Bad Calls: How Do Error-Prone 911 Operators Keep Their Jobs?

Critics say training for 911 operators is inadequate, with fatal consequences.

Aug. 18, 2008— -- One 911 operator reportedly fell asleep so soundly at her desk in Atlanta that she fell off her chair and scraped her ear, later filing a worker's compensation claim, which was rejected.

Another allegedly told a caller in Watauga, Texas, who was worried about an out-of-control child, "OK, do you want us to come over and shoot her?"

A third operator allegedly hung up on a 19-year-old college student in Madison, Wis., who was desperately calling for police to come to her home, where an attacker eventually stabbed and bludgeoned her to death.

Those are just some of the alleged mishaps and often deadly mistakes made by 911 operators in recent years, raising questions about the training, supervision and workload of these crucial workers who operate on the frontlines in emergency situations and are expected to exercise the best judgment in split-second decisions.

The latest such mistake to make headlines involved Gina Conteh, a 12-year veteran 911 operator in Atlanta, who according to the Atlanta Journal-Constitution, had amassed a 2,100-page personnel file documenting such problems as falling asleep at her desk, getting into heated screaming matches with co-workers that earned her a trip to anger-management classes, and scores of reports of mishandled calls.

But none of those mishaps or the other problems reportedly documented in her file caused Conteh to lose her job, that is, until Aug. 2, 2008.

On that afternoon, authorities said Conteh gave the wrong address to ambulance drivers responding to a distress call from a woman, Darlene Dukes, who was feeling sick. While police and paramedics worked for more than half an hour on Dukes, desperately waiting for the ambulance to arrive, she eventually died of a blood clot in her lung and Conteh was fired.

Conteh did not return calls for comment, but she is reportedly appealing her firing , according to her lawyer, Rory Starkey.

Local officials were outraged that Conteh could keep her job for so long, blaming the city's civil service protections that require documentation of discipline problems and allow for numerous appeals.

"Essentially you can't be fired," Rob Simms, chief of staff to the former Fulton County commissioner, told the paper."There's no accountability. How do you manage or supervise in an environment where there's no accountability."

In the Madison, Wis., case in which an unnamed operator was accused of hanging up on soon-to-be-slain University of Wisconsin-Madison student Brittany Zimmermann, civil service rules protected the dispatcher, whose union insisted that the dispatcher made the right decision and followed 911 protocols in handling the call. Calls to Laurie Lane, the dispatcher's union chief steward, were not returned.

Though this dispatcher kept her job, county officials changed their policy so that all 911 calls made from cell phones will now be automatically forwarded directly to the police.

Public safety experts also cite training as a crucial factor, which is often underfunded and varies in quality from agency to agency.

Faced with budget deficits, states and municipalities from Florida to California have cut funding for 911 centers -- recently a state court in California rejected one city's efforts to impose a special 911 tax to help fund such operations.

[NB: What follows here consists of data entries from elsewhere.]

PR #1255, opened 2018-12-06
Enable Part B data

achocron:

* [x] Did you add unit tests?

## Description
Update Part B validation to allow setting baseType/baseData.

### DIFF
--- a/AppCenterAnalytics/AppCenterAnalytics/Internals/Model/MSEventLog.m
+++ b/AppCenterAnalytics/AppCenterAnalytics/Internals/Model/MSEventLog.m
@@ -98,6 +98,7 @@ static NSString *const kMSTypedProperties = @"typedProperties";
   if (self.typedProperties) {
     csProperties = [NSMutableDictionary new];
     metadata = [NSMutableDictionary new];
+    NSString *baseTypePrefix = [NSString stringWithFormat:@"%@.", kMSDataBaseType];
     NSString *baseDataPrefix = [NSString stringWithFormat:@"%@.", kMSDataBaseData];
 
     // If baseType is set and valid, make sure it's paired with at least 1 "baseData.*" property.
@@ -115,7 +116,7 @@ static NSString *const kMSTypedProperties = @"typedProperties";
       }
     }
 
-    // If there is no valid "baseType" property (could be set but invalid type), there must not be any "baseData.*" properties.
+    // If there is no valid "baseType" property, there must not be any "baseData.*" property.
     else {
       BOOL removedBaseData = NO;
       for (NSString *key in [self.typedProperties.properties allKeys]) {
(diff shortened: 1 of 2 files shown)


AppCenterAnalytics/AppCenterAnalytics/Internals/Model/MSEventLog.m
```diff
@@ -98,11 +98,49 @@ - (void)setPropertiesAndMetadataForCSLog:(MSCommonSchemaLog *)csLog {
   if (self.typedProperties) {
     csProperties = [NSMutableDictionary new];
     metadata = [NSMutableDictionary new];
+    NSString *baseDataPrefix = [NSString stringWithFormat:@"%@.", kMSDataBaseData];
```
jaelim-ms: Synced offline. We should validate baseType and baseData and then remove properties if one of them is missing.

AppCenterAnalytics/AppCenterAnalytics/Internals/Model/MSEventLog.m
```diff
@@ -98,11 +98,46 @@ - (void)setPropertiesAndMetadataForCSLog:(MSCommonSchemaLog *)csLog {
...
+
+    // If there is no valid "baseType" property, there must not be "baseData.*" properties.
+    if (![self.typedProperties.properties[kMSDataBaseType] isKindOfClass:[MSStringTypedProperty class]]) {
```
jaelim-ms: nit: can you swap if block and else block by removing `!` from the condition?
```
if (!condition) {
  // Do A
} else {
  // Do B
}
```
can be
```
if (condition) {
  // Do B
} else {
  // Do A
}
```

AppCenterAnalytics/AppCenterAnalytics/Internals/Model/MSEventLog.m
```diff
@@ -98,11 +98,46 @@ - (void)setPropertiesAndMetadataForCSLog:(MSCommonSchemaLog *)csLog {
...
+      }
+      if (removedBaseData) {
+        MSLogWarning([MSAnalytics logTag], @"baseData was set but baseType is missing or invalid.");
+      }
+
+      // Base type might be set but invalid, so remove it.
+      [self.typedProperties.properties removeObjectForKey:kMSDataBaseType];
+    }
+
+    // If there are no "baseData.*" properties, there must not be a "baseType" property.
```
jwallra: nit: I prefer not to split if/else clauses this way, I would prefer for the comment to be just inside the else block

guperrot: That's not what we do usually and the comment to apply to the block. It should be same level as the other comment.

PR #1256, opened 2018-12-07
Clear unprocessed reports after processing

bmourat:
* [x] Did you add unit tests?

## Description
Fixes a bug with duplicate logs being sent from React-Native wrapper when automatic processing is on.


clpolet:
That's a good point from @guperrot , I think we need clean up there too.
.

achocron:
@guperrot @clpolet I have the same question for around line 348. Might be fine, just want to make sure.

PR #1264, opened 2018-12-12
Use default build settings for CrashLib and Sasquatch

ElektrojungeMS:

* ~[ ] Has `CHANGELOG.md` been updated?~ Not required as this is a change for the test apps.
* ~[ ] Did you add unit tests?~ This is pure configuration. No unit tests needed.

## Description

We discovered that the quality for C++ exceptions were better than expected, so we investigated. Turns out we distributed release builds with more debug information than usual which resulted in better crash reports. 

* Use default setting for “Strip Debug Symbols During Copy”
* Use default setting for “Debug Information Format”


Config/App.xcconfig
```diff
@@ -12,9 +12,6 @@ ONLY_ACTIVE_ARCH_Release = NO
 ONLY_ACTIVE_ARCH = $(ONLY_ACTIVE_ARCH_$(CONFIGURATION))
 
 // :Mark: Build Options
```
clpolet: nit: should we also get rid of this comment?

Issue #1269, opened 2019-01-07
Verify no buildSettings shell script isn't escaping paths


ksuther:
### **Description**

The `Verify no buildSettings` shell scripts fail when the project is in a path that requires escaping (such as spaces in directory names).

The variables in the shell scripts need to be quoted:

`${SRCROOT}/../Scripts/VerifyNoBuildSettings.swift ${PROJECT_NAME}.xcodeproj/project.pbxproj`

Should be something like:

`"${SRCROOT}"/../Scripts/VerifyNoBuildSettings.swift "${PROJECT_NAME}.xcodeproj/project.pbxproj"`

### **Repro Steps**

Please list the steps used to reproduce your issue.

1. Clone repository to a path with a space in one of the directories
2. Try to build

### **Details**

Cloned at 449bc09406974a7a7e45bd8007ad38dbe6144a42

guperrot:
This was fixed in version [1.13.0](https://github.com/Microsoft/AppCenter-SDK-Apple/releases/tag/1.13.0).

PR #1272, opened 2019-01-07
Escape all paths in pbxproj shell scripts that use SRCROOT

achocron:

* [ ] ~Are tests passing locally?~

Was able to reproduce, then verify fix locally.

## Description

Enable the SDK frameworks to be built when the absolute path of the source contains escaped characters.

## Related PRs or issues

Issue #1269.

### DIFF
--- a/CHANGELOG.md
+++ b/CHANGELOG.md
@@ -1,6 +1,6 @@
 # App Center SDK for iOS and macOS Change Log
 
-## Version 1.12.1
+## Version 1.12.1 (Under active development)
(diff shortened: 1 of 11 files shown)


CHANGELOG.md
```diff
@@ -1,5 +1,13 @@
 # App Center SDK for iOS and macOS Change Log
 
+## Version 1.12.1
```
jaelim-ms: `(Under active development)` at the end.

"Unfortunately, in the whole public safety spectrum, training is usually the first thing cut from the budget when dollars need to be crunched," Robert Smith, director of 911 Services for the Association of Public Safety Communications Officers, told ABCNews.com.

"We're seeing lots of cutbacks in most states, and that has impacted public safety. Some of these recent mistakes could be attributable to lack of training, high turnover and the inability to retain workers getting low wages and operators who are overworked and exhausted."

Smith's APCO developed a standard for training of frontline telecommunications workers, which is used throughout the country, including 40 hours of training in interpersonal communications, technologies and stress management.

But it is a voluntary standard and compliance is not subject to federal or state oversight.

"911 operators are governed at the lowest levels of government, not even at the municipality level but on the agency level, whether it's local police or fire departments," said Smith, pointing out that not all states license 911 operators and not all agencies run criminal background checks.

For example, about two dozen police, fire and sheriff departments across Texas may employ 911 operators accused of Class B misdemeanors, which includes theft and driving while intoxicated, according to a recent survey by the Texas Commission on Law Enforcement Officer Standards and Education.

One retired 911 dispatcher, Rick O'Neill in Chicago, said that there was a lot of turnover in the low-paying job.

"Of course, people were making mistakes and falling asleep on the job -- some of us were working around the clock, working on the holidays, working overtime to make extra money. It's a high-stress job and we're only human."